■ Task goal
Go through the records and copy each line where the word "workspaceSize" occurs.

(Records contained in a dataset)
== Segment start ==

PR #138, opened 2025-09-17
feat: support multi_stream_parallel and modify all workers. [3/4]

guojinrong-nn:
Main changes include:

- change `ForwardInput` to `BatchedForwardInputs` in `step` function across various workers.

### DIFF
--- a/xllm/core/runtime/llm_worker_impl.cpp
+++ b/xllm/core/runtime/llm_worker_impl.cpp
@@ -78,47 +78,63 @@ bool LLMWorkerImpl::init_model(ModelContext& context) {
   return true;
 }
 
-std::optional<ForwardOutput> LLMWorkerImpl::step(const ForwardInput& inputs) {
+std::optional<ForwardOutput> LLMWorkerImpl::step(
+    const BatchedForwardInputs& inputs) {
 #if defined(USE_NPU)
   c10_npu::SetDevice(device_.index());
 #elif defined(USE_MLU)
   // TODO(mlu): implement mlu set device
 #endif
   Timer timer;
-  auto& flatten_tokens = inputs.token_ids;
-  auto& flatten_positions = inputs.positions;
-  auto& params = inputs.input_params;
-  auto& sampling_params = inputs.sampling_params;
+  std::vector<torch::Tensor> flatten_tokens_micro_batches;
+  std::vector<torch::Tensor> flatten_positions_micro_batches;
+  std::vector<ModelInputParams> input_params_micro_batches;
+  auto& concated_sampling_params = inputs.concated_sampling_params;
 
-  if (FLAGS_enable_eplb) {
-    eplb_executor_->eplb_execute(inputs.eplb_info);
-  }
   std::vector<folly::SemiFuture<bool>> futures;
-  if (options_.instance_role() == InstanceRole::PREFILL &&
-      options_.kv_cache_transfer_mode() == "PUSH" &&
-      !inputs.transfer_kv_infos.empty()) {
-#if defined(USE_NPU)
-    std::shared_ptr<NPULayerSynchronizerImpl> layer_synchronizer =
-        std::make_shared<NPULayerSynchronizerImpl>(
-            context_.get_model_args().n_layers());
-    const_cast<ModelInputParams*>(&params)->layer_synchronizer =
-        layer_synchronizer;
 
-    futures.emplace_back(
-        kv_cache_transfer_->push_kv_blocks_async(inputs.transfer_kv_infos,
-                                                 context_.get_parallel_args(),
-                                                 layer_synchronizer,
-                                                 is_spec_draft_));
+  for (auto i = 0; i < inputs.micro_inputs.size(); ++i) {
+    flatten_tokens_micro_batches.push_back(
+        std::move(inputs.micro_inputs[i].token_ids));
+    flatten_positions_micro_batches.push_back(
+        std::move(inputs.micro_inputs[i].positions));
+    input_params_micro_batches.push_back(
+        std::move(inputs.micro_inputs[i].input_params));
+
+    if (options_.instance_role() == InstanceRole::PREFILL &&
+        options_.kv_cache_transfer_mode() == "PUSH" &&
+        !inputs.micro_inputs[i].transfer_kv_infos.empty()) {
+#if defined(USE_NPU)
+      std::shared_ptr<NPULayerSynchronizerImpl> layer_synchronizer =
+          std::make_shared<NPULayerSynchronizerImpl>(
+              context_.get_model_args().n_layers());
+      const_cast<ModelInputParams*>(&(input_params_micro_batches[i]))
+          ->layer_synchronizer = layer_synchronizer;
+
+      futures.emplace_back(kv_cache_transfer_->push_kv_blocks_async(
+          inputs.micro_inputs[i].transfer_kv_infos,
+          context_.get_parallel_args(),
+          layer_synchronizer,
+          is_spec_draft_));
 #endif
+    }
+  }
+  if (FLAGS_enable_eplb) {
+    eplb_executor_->eplb_execute(inputs.micro_inputs[0].eplb_info);
   }
 
+  // temporarily use [0], will be adapted in next pr
   // call model executor forward to get hidden states
-  auto hidden_states = model_executor_->forward(
-      flatten_tokens, flatten_positions, kv_caches_, params);
+  auto hidden_states =
+      model_executor_->forward(flatten_tokens_micro_batches[0],
+                               flatten_positions_micro_batches[0],
+                               kv_caches_,
+                               input_params_micro_batches[0]);
+
   torch::Tensor logits;
-  if (sampling_params.selected_token_idxes.defined()) {
-    logits =
-        model_->logits(hidden_states, sampling_params.selected_token_idxes);
+  if (concated_sampling_params.selected_token_idxes.defined()) {
+    logits = model_->logits(hidden_states,
+                            concated_sampling_params.selected_token_idxes);
   }
 
   ForwardOutput output;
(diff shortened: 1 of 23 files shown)


xllm/core/runtime/llm_worker_impl.cpp
```diff
@@ -85,47 +85,64 @@ bool LLMWorkerImpl::init_model(torch::ScalarType dtype,
   return true;
 }
 
-std::optional<ForwardOutput> LLMWorkerImpl::step(const ForwardInput& inputs) {
+std::optional<ForwardOutput> LLMWorkerImpl::step(
```
liutongxuan, line 81: We should add new interfaces to handle BatchForwardInput instead of modifying the logic in the ForwardInput interface？

guojinrong-nn: If add a new interface, all functions along the whole `engine-worker-executer-model` path will be implemented twice, and the BatchForwardInput only involves vector dimension, nothing else, ForwardInput case can be coverd completely.  or introduce a template?
Any advices?@yq33victor

xllm/core/runtime/llm_worker_impl.cpp
```diff
@@ -85,47 +85,64 @@ bool LLMWorkerImpl::init_model(torch::ScalarType dtype,
...
+    const BatchedForwardInputs& inputs) {
 #if defined(USE_NPU)
```
yq33victor, line 83: I noticed that there are some duplicate definitions in `struct BatchedForwardInputs`. Currently, it contain a `std::vector<ForwardInput>` variable, but the `ModelInputParams, transfer_kv_infos, and eplb_info` in `struct ForwardInput` don't need to be stored in each micro input. All inputs share these variables, so `struct BatchedForwardInputs` and `struct ForwardInput` may need some optimization.

nit: If there's no time to modify it in this PR, a new PR can be submitted later to make the optimizations.

xllm/core/runtime/llm_worker_impl.cpp
```diff
@@ -85,47 +85,64 @@ bool LLMWorkerImpl::init_model(torch::ScalarType dtype,
...
+      futures.emplace_back(kv_cache_transfer_->push_kv_blocks_async(
+          inputs.micro_inputs[i].transfer_kv_infos,
+          context_.get_parallel_args(),
+          layer_synchronizer,
+          is_spec_draft_));
 #endif
+    }
+
+    if (FLAGS_enable_eplb) {
+      eplb_executor_->eplb_execute(inputs.micro_inputs[i].eplb_info);
```
yq33victor: There is no need to execute `eplb_execute` multiple times, and this is not related to the number of micro_inputs.

@DongheJin  please confirm it, thanks.

xllm/core/runtime/llm_worker_impl.cpp
```diff
@@ -85,47 +85,64 @@ bool LLMWorkerImpl::init_model(torch::ScalarType dtype,
...
-    const_cast<ModelInputParams*>(&params)->layer_synchronizer =
-        layer_synchronizer;
-
-    futures.emplace_back(
-        kv_cache_transfer_->push_kv_blocks_async(inputs.transfer_kv_infos,
-                                                 context_.get_parallel_args(),
-                                                 layer_synchronizer,
-                                                 is_spec_draft_));
+      std::shared_ptr<NPULayerSynchronizerImpl> layer_synchronizer =
+          std::make_shared<NPULayerSynchronizerImpl>(
```
yq33victor, line 109: There is no need to execute` push_kv_blocks_async` multiple times, and this is not related to the number of micro_inputs.

@JimHsiung please confirm it, thanks.

xllm/core/runtime/llm_worker_impl.cpp
yq33victor: > If add a new interface, all functions along the whole `engine-worker-executer-model` path will be implemented twice, and the BatchForwardInput only involves vector dimension, nothing else, ForwardInput case can be coverd completely. or introduce a template? Any advices?@yq33victor

emmm, can we call `step(ForwardInput& inputs)` in function `step(const BatchedForwardInputs& inputs)` ? This will make the entire code look clearer. However, I don't know what the specific multi-stream parallel code looks like, so it's uncertain whether it can be easily refactored into this form.
```
std::optional<ForwardOutput> LLMWorkerImpl::step(const BatchedForwardInputs& inputs) {
  // do something 
  for (auto& input: inputs) {
    step(input);
  }
  // do something
  sync.
  return output;
}
```

nit:
And maybe we don't named `BatchedForwardInputs` type, a general name is better, like `ForwardInputs`, and we define micro inputs in the type, case that we can handle some shared params in `ForwardInputs`, and no need to params copy to all micro inputs.

xllm/core/runtime/worker_impl.cpp
```diff
@@ -459,25 +469,39 @@ folly::SemiFuture<bool> WorkerImpl::copy_out_blocks_async(
...
+  BatchedForwardInputs batched_inputs_on_device;
+  batched_inputs_on_device.micro_inputs.reserve(inputs.micro_inputs.size());
+
+  prepare_work_before_execute(inputs, batched_inputs_on_device);
 
   folly::Promise<std::optional<ForwardOutput>> promise;
   auto future = promise.getSemiFuture();
   threadpool_.schedule([this,
-                        inputs = forward_inputs_on_device,
+                        inputs = batched_inputs_on_device,
```
yq33victor: nit: inputs = std::move(batched_inputs_on_device),

xllm/core/runtime/speculative_worker_impl.cpp
```diff
@@ -168,21 +168,23 @@ bool SpeculativeWorkerImpl::allocate_kv_cache_with_transfer(
 #endif
 
 std::optional<ForwardOutput> SpeculativeWorkerImpl::step(
-    const ForwardInput& inputs) {
-  if (inputs.token_ids.numel() == 0) {
+    const BatchedForwardInputs& inputs) {
+  // all micro batches in multi stream parallel share the same
+  // prefill/decode stage, use inputs[0] here
+  if (inputs.micro_inputs[0].token_ids.numel() == 0) {
```
yq33victor, line 174: Is it possible that some micro inputs are empty ? Likee there is just one request.

And how to handle this case.

xllm/core/runtime/speculative_worker_impl.cpp
```diff
@@ -230,78 +248,104 @@ std::optional<ForwardOutput> SpeculativeWorkerImpl::step_prefill(
...
-      !inputs.transfer_kv_infos.empty()) {
-    auto future = kv_cache_transfer_->push_kv_blocks_async(
-        inputs.transfer_kv_infos, context_.get_parallel_args(), nullptr, true);
-    auto out = std::move(future).get();
+  for (auto i = 0; i < inputs.micro_inputs.size(); ++i) {
+    if (options_.instance_role() == InstanceRole::PREFILL &&
+        options_.kv_cache_transfer_mode() == "PUSH" &&
+        !inputs.micro_inputs[i].transfer_kv_infos.empty()) {
+      auto future = kv_cache_transfer_->push_kv_blocks_async(
+          inputs.micro_inputs[i].transfer_kv_infos,
```
yq33victor, line 278: no need to handle multi times ？ @JimHsiung  please help to confirm it.

xllm/core/runtime/speculative_worker_impl.cpp
```diff
@@ -230,78 +248,104 @@ std::optional<ForwardOutput> SpeculativeWorkerImpl::step_prefill(
...
+    auto& input = inputs.micro_inputs[i];
+    auto& draft_input = draft_inputs.micro_inputs[i];
+    // get embedding cache
 #if defined(USE_NPU)
-  if (kv_cache_transfer_) {
-    kv_cache_transfer_->copy_blocks(inputs.input_params.embedding_ids,
-                                    /*h2d*/ false);
-  }
+    if (kv_cache_transfer_) {
+      kv_cache_transfer_->copy_blocks(input.input_params.embedding_ids,
```
yq33victor, line 336: here is same to above. @JimHsiung please help to confirm it.

xllm/core/runtime/speculative_worker_impl.cpp
```diff
@@ -345,20 +409,24 @@ std::optional<ForwardOutput> SpeculativeWorkerImpl::step_decode(
...
+    embedding_allocator_->write_validate(input.input_params.embedding_ids,
+                                         val_output.next_tokens.to(torch::kCPU),
+                                         val_output.embeddings);
 #if defined(USE_NPU)
-  if (kv_cache_transfer_) {
-    kv_cache_transfer_->copy_blocks(inputs.input_params.embedding_ids,
-                                    /*h2d*/ true);
-  }
+    if (kv_cache_transfer_) {
+      kv_cache_transfer_->copy_blocks(input.input_params.embedding_ids,
```
yq33victor, line 424: here @JimHsiung

xllm/core/runtime/llm_worker_impl.cpp
DongheJin: Confirmed - eplb_execute should only be executed once, independent of micro_inputs count.

guojinrong-nn: already moved out of the for loop

xllm/core/runtime/llm_worker_impl.cpp
guojinrong-nn: ok, I have started to refine the code as suggested, just block this pr until the later update

xllm/core/runtime/llm_worker_impl.cpp
guojinrong-nn: Most of the ModelInputParams, SamplingParameters, and transfer_kv_infos are related to the sequences of each micro batches, except eplb_info shares the same one.

xllm/core/runtime/speculative_worker_impl.cpp
guojinrong-nn: this is for dp, a certain dp rank may be empty.

xllm/core/runtime/worker_impl.cpp
guojinrong-nn: fixed

yq33victor (approved):

liutongxuan (approved):

PR #141, opened 2025-09-17
refactor: simplify atb context and workspace call chain.

RobbieLeung:


xllm/core/framework/model_context.cpp
```diff
@@ -0,0 +1,44 @@
...
+
+#include <torch/torch.h>
+#ifdef TORCH_HIGHER_THAN_PTA6
+// #include <torch_npu/csrc/core/npu/NPUFormat.h>
+#include <torch_npu/csrc/framework/OpCommand.h>
+#else
+#include <torch_npu/csrc/aten/NPUNativeFunctions.h>
+#include <torch_npu/csrc/framework/utils/OpPreparation.h>
+#endif
+#include <acl/acl.h>
```
JimHsiung: A macro needs to be added here to distinguish between NPU and MLU.

xllm/core/framework/model_context.h
```diff
@@ -15,6 +15,8 @@ limitations under the License.
 
 #pragma once
 
+#include <acl/acl.h>
```
JimHsiung, line 19: Same as above.

xllm/core/layers/npu/atb_base.cpp
```diff
@@ -208,16 +209,17 @@ atb::Status ATBBase::execute_node(atb_speed::Model::Node& node,
        << std::endl;
     throw std::runtime_error(ss.str());
   }
-  context_ = context;
-  atb::Status st =
-      node.operation->Setup(node.variantPack, node.workspaceSize, context_);
+
+  atb::Status st = node.operation->Setup(node.variantPack,
+                                         node.workspaceSize,
+                                         const_cast<atb::Context*>(context_));
```
JimHsiung: Perhaps converting the member variable to a non-const type would be better.

xllm/core/runtime/vlm_worker_impl.cpp
```diff
@@ -66,19 +64,11 @@ bool VLMWorkerImpl::init_model(torch::ScalarType dtype,
...
-  tmp_model_args.image_embedding_mode() = false;
-  context_.set_model_args(tmp_model_args);
-
-  context_.set_quant_args(quant_args);
-
-  dtype_ = dtype;
-  context_.set_tensor_options(torch::dtype(dtype_).device(device_));
-
-  model_ = create_vlm_model(context_);
+  context.set_image_embedding_mode(true);
```
JimHsiung: true -> false

PR #2014, opened 2026-07-23
feat(lora): multi-tenant LoRA framework + attention/MLP wire-up (1/2)

cchh05:
See commit message for full details.

This is **PR 1 of 2** landing multi-tenant LoRA serving on xllm.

== Segment end ==

■ Output for this task
-      node.operation->Setup(node.variantPack, node.workspaceSize, context_);
+                                         node.workspaceSize,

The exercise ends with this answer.